[Try it] Give each entry back by retyping it exactly as written.

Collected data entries

PR #12026, opened 2019-02-24
update slash to 2.0.0

rohintangirala:
## Description

Update slash version to 2.0.0 in examples.


pieh:
Are there any breaking changes between v1 and v2 that could potentially affect us? We also use `slash` in gatsby core package - https://github.com/gatsbyjs/gatsby/blob/fd12550dae58becdc52057d8b43f1eb6960a6883/packages/gatsby/package.json#L114

So this change would cause installing both slash@1 and slash@2 in the examples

[Final answer]
PR #12026, opened 2019-02-24
update slash to 2.0.0

rohintangirala:
## Description

Update slash version to 2.0.0 in examples.


pieh:
Are there any breaking changes between v1 and v2 that could potentially affect us? We also use `slash` in gatsby core package - https://github.com/gatsbyjs/gatsby/blob/fd12550dae58becdc52057d8b43f1eb6960a6883/packages/gatsby/package.json#L114

So this change would cause installing both slash@1 and slash@2 in the examples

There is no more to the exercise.